Okeydoke. So to clarify, specifying an absolute transformation component at some node in the hierarchy will discard the contributions to that component from all that node's ancestors?

It sounds, then, like the only real issue is calculating the absolute transformations for each node. Tossing out translation and replacing it with a new translation is trivial (just overwrite the fourth column), but teasing apart scale and rotation can be difficult. It's also an area in which you may not have fully considered the ramifications of the design, if nonuniform scalings are allowed. Consider a hierarchy which applies, in order from the root to the leaf, a rotation of +45 around the Z axis, followed by a nonuniform scaling of 2 in the X axis only, followed by a rotation of -45 around the Z axis. The result is an object which appears skewed along the Y axis. If you create a child which has an absolute scaling of 1, is it still skewed? If you create a child which has an absolute rotation of 0, is it still skewed?

Your clarification is correct.

Your raise an excellent point with the example you gave as non-uniform scaling is certainly valid (I'm actually only working in 2D here, so all rotations are always around the z axis only). I think I'm after a result that would be unskewed, as that would work best with sprites. If an absolute scale of (1, 1) was given, the result should ignore all previous scaling data, so I suppose it could be calculated by rebuilding the parent transformation ignoring all scales and applying the absolute scale to the resulting matrix? Is there a more efficient way?

Edit: Ah, no that didn't work at all :( And it wouldn't thinking about it. If I had an object rotated to 90 degrees and a child object with a relative translation of (10, 0) and relative rotation of 0 I'd expect the child to be drawn at 0, 10 and rotated 90 degrees (child translation is relative to parent rotation). If the child had a child with a relative translation of 0 and an absolute rotation of 0 I'd expect it to be drawn at the same place as the origin child but unrotated, not at (10, 0) unrotated as it would be if I ignored the original rotation, so what exactly am I after?

[Edited by - Stumpeh on March 11, 2009 7:00:07 PM]

Quote:Original post by Stumpeh
If an absolute scale of (1, 1) was given, the result should ignore all previous scaling data, so I suppose it could be calculated by rebuilding the parent transformation ignoring all scales and applying the absolute scale to the resulting matrix?

No. Consider a node with a scaling of 2, with a child with a relative translation of 5,0, with a child with an absolute scaling of 1 and a relative translation of 0. Ignoring all scaling would cause the object to appear at 5,0 instead of 10,0 (which is where its parent would be). Your edit is another example of how simply ignoring that component in the ancestry isn't sufficient.

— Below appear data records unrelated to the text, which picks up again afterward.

PR #24358, opened 2026-04-27
Fix classification cache_ram leak via shared tensor

raimbekovm:
## Summary

Fixes #9824 — `ClassificationDataset` `cache='ram'` leaks RAM linearly when `num_workers > 0` because the per-sample lazy write-back triggers per-worker copy-on-write on `fork` and full-pickle bloat on `spawn`. The legacy workaround force-disabled `cache_ram` with a warning.

This PR replaces lazy write-back with a single shared `torch.uint8` buffer that is preloaded once on the main process, pinned via `share_memory_()` before workers are forked, and read-only from the worker perspective:

- `check_cache_ram` — sample N images, estimate raw RAM with safety margin (mirrors `BaseDataset.check_cache_ram` style); guards against empty datasets
- `cache_images` — two-pass design:
  - **Pass 1** `Image.open(f).size` (header read only, no decode) records `(h, w, 3)` per sample → compute total bytes and per-image offsets
  - **Pass 2** allocate `torch.empty(total, dtype=uint8)` once, then `cv2.imread` + slice-copy each image into its offset via `ThreadPool(NUM_THREADS)`
  - Pin with `share_memory_()` so all workers map the same POSIX SHM region
  - Wrapped in `try/except (MemoryError, OSError, RuntimeError)` — gracefully falls back to disk reads with a warning naming `--shm-size` if `/dev/shm` quota (e.g. Docker default 64 MB) blocks `share_memory_()`
- `__getitem__` reads `cache[offset[i] : offset[i] + h*w*c].reshape(h, w, c)` — original-size view, so augmentations (`RandomResizedCrop` train, `Resize+CenterCrop` val) run downstream exactly as with `cache=False`

`safety_margin=1.0` (≈ 2× cache size budget) accommodates streaming/heap-fragmentation overhead during preload, measured at ~2.2× peak factor on macOS.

Anyways, ignoring all scaling, replacing the rotation is easy: just replace the upper-left 3x3 (or 2x2 in the 2D case) submatrix. The resultant translation will be left alone, since it will be safely in the last column at that point.

Adding in uniform scaling, things are still pretty simple. You can extract the scaling factor as the norm of any of the first columns, and divide the upper-left submatrix by that number in order to cancel it out (then multiply by any other scaling factor you'd want). Replacing the rotation while maintaining the scaling is similar: Find the scaling factor, replace with new unscaled rotation, apply scaling to submatrix only.

Nonuniform scaling: You're on your own. You may want to disallow nonuniform scaling except at leaves... in real life it is very strange to see it anywhere else.

I was afraid you'd say that :) So does anyone know if what I'm trying to do with the non-uniform scales is mathematically viable, or am I barking up completely the wrong tree? I suspect I'm going to have to fall back to hierarchical transformations and rotations with absolute scaling factors applied after the hierarchy has been calculated at every level. Not the end of the world by any means.

Thanks very much for your time, both of you. Much appreciated and it's given me a bit of a deeper understanding of what I'm trying to do.